In Briggs v United States, it refers to the Feres Doctrine. This doctrine as written protects government officials or their representatives by their standing or position of office from prosecution to also include the military.

In the Order from the Honorable Royce C. Lamberth, he supplies no information or precedence on the changes of Federal Rule 6 that governs grand juries and how this application has changed how it is applied to the Constitution and the Fifth Amendment therein. There has never been standing as law, nor has there ever been a constitutional convention for ratification by the then 38 states to change the written words by definition on the origins of the grand jury as defined by the Constitution of the United States.

A committee vote has no precedence in change. By doing so, it has taken the citizens power to hold any one in government liable. The “Rules of Criminal Procedures” has no legal standing under the Constitution to prevent in any way the acceptance of presentments of a grand jury and the demand that a prosecutor move forward with the court as so stated by the Honorable Judge in his Order and quote of constitutional standing.

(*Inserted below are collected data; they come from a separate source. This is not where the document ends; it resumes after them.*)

PR #240, opened 2024-05-05
feat(rust): Add parallel building of Tooling and Rust code

stevenj:
# Description

Adds parallel building of tools AND rust code


bkioshn (approved):
LGTM try running it and result in parallel

PR #262, opened 2024-06-12
fix: flutter ci

bkioshn:
# Description

- Disable flutter analytics
- Fix text color in installer
- Remove pre dependency installation in Chrome installation

### DIFF
--- a/earthly/flutter/installer/Earthfile
+++ b/earthly/flutter/installer/Earthfile
@@ -37,14 +37,13 @@ INSTALL_CHROME_LINUX64:
     ELSE 
         # Install Chromium
         RUN echo "\033[1;34mInstalling Chromium..."
-        RUN apt-get update
-        RUN apt-get install -y chromium
+        RUN apt-get update && apt-get install -y chromium
         RUN ln -s /usr/bin/chromium /usr/local/bin/google-chrome
         RUN google-chrome --version
 
         # Install Chromium-driver
         RUN echo "\033[1;34mInstalling Chromium-driver..."
-        RUN apt-get install chromium-driver
+        RUN apt-get update && apt-get install chromium-driver
         RUN chromedriver --version
     END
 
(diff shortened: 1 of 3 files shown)


earthly/flutter/installer/Earthfile
```diff
@@ -5,53 +5,44 @@ VERSION 0.8
...
+            gpg --dearmor | \
+            tee /usr/share/keyrings/google-chrome.gpg >> /dev/null
+        RUN echo deb [arch=amd64 signed-by=/usr/share/keyrings/google-chrome.gpg] https://dl.google.com/linux/chrome/deb/ stable main | \
+            tee /etc/apt/sources.list.d/google-chrome.list 
+        RUN apt-get update && apt-get install -y google-chrome-stable=${CHROME_VERSION}${PACKAGE_RELEASE}
+        RUN google-chrome --version 
 
         # Install Chromedriver
-        RUN echo "${BLUE}Installing Chromedriver..."
+        RUN echo "\033[1;34mInstalling Chromedriver..."
```
apskhem, line 29: Can you make a variable for each color? I think it's hard to interpret when embedding the color code directly on the message. It's also on several places.

minikin, line 29: Do we want to have `\033[1;34m` value here and below?

bkioshn: Try it already, sadly doesn't work 🥹

bkioshn: I saw you added color, so I didn't make any changes. 
Do you still want the color? @minikin

stevenj: I would say for `echo` we shouldn't use embeded color because it's terminal dependent.
If we need color output we should do it like so (untested):
```
    LET blue = $(tput setaf 4)
    LET normal = $(tput sgr0)
    RUN printf  "${blue}This text is blue${normal}"
```
Note: You have to set it back to normal, otherwise everything after that printf will also be blue, it doesn't turn off automatically on a newline.

bkioshn: Solved, should be easier to read now 👀
https://github.com/input-output-hk/catalyst-ci/actions/runs/9565415001/job/26368336240#step:5:1

earthly/flutter/installer/Earthfile
```diff
@@ -5,53 +5,45 @@ VERSION 0.8
...
 INSTALL_CHROME_LINUX64:
     FUNCTION
     ARG TARGETARCH
+    LET BLUE ='\033[0;34m'
 
     # https://googlechromelabs.github.io/chrome-for-testing/
     IF [ "$TARGETARCH" = "amd64" ]
-        LET DISTR = "Debian 12 (Bookworm)"
-        LET CHROME_VERSION = 125.0.6422.76
+        LET CHROME_VERSION = 126.0.6478.61
```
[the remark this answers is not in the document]
stevenj: It wont get the latest version, that violates the nature of the cache.  The cache has no way to know the version has changed.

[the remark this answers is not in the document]
kukkok3: Ah that's right! but if we make the version as a parameter I could run a test with `--no-cache` that retrives the latest version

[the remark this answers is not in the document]
bkioshn: @kukkok3 Will make the version modifiable by `ARG`

kukkok3 (approved):
LGTM

PR #271, opened 2024-06-24
chore: temporarily disables deployment step

jmgilman:
Recent refactorings in catalyst-world broke auto-deployments. It's on the backlog to fix. In the meantime, disable the deployment step so that CI stops showing up as red.


stevenj (approved):
OK

PR #299, opened 2018-02-13
Add license

ssoloff:
@ron-murhammer The content of this repo is currently unlicensed.  Not sure if there is anything that would preclude you, as the owner, from applying a license to the existing files.

AGPL-3.0-or-later chosen for this repo because the content is served over a network.


RoiEXLab:
👍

The Feres Doctrine has no standing if the person in government employ has no standing to hold the office of the supposed protection of said office. This in it’s entirety becomes a moot point and the only way to process the information to make a sound decision on this particular standing is to move forward with the presentment and commence under article II and III as required by law. Through “ Constitutional Procedure” setting aside Federal Rule 6 as never being ratified under the laws provided by the Constitution.

The Honorable Chief Judge Royce C. Lamberth and the United Sates District Court for the District of Columbia by his own admission has been served with presentments. By the courts own opinion a presentment by the people and under their constitutionally permitted rights the court should have moved forward. This court and all courts with presentments by the American Grand Jury have not only the obligation of oath and placement and moral obligation but also the fiduciary responsibility to move forward on behalf of the citizenry.

The Government agencies that bear the standard of investigatory power and body under Article II are compelled by the law they represent to go forward or admit publicly the Constitution of the United States has no standing and the laws that have been put in place are in fact no law at all.

The oaths of office that is taken by the gate keepers of the Constitution is mandated by these same oaths and with no boundary’s as the Constitution mandates. This court and all the courts at all levels around the country, State attorney Generals, Congressional and Senatorial Representatives and their staffs have an obligation to the people for which they serve.

We are either a country of laws or we are now in Judge Lamberth’s Order a country of men being ruled by men. This Court needs to revisit this decision and make public the ruling and reasons why a constitutionally permitted act by citizens as natural born and or naturalized by law have no standing. This court will also publicly have to explain why the citizens power for redress and standing has been taken away. This court and all courts who have been given all these presentments are bound by constitutionality to move forward with these presentments by the citizens through the American Grand Jury system.

By inaction they become part of the process and become entangled by their oath in the advancement of crime against the citizenry as a whole.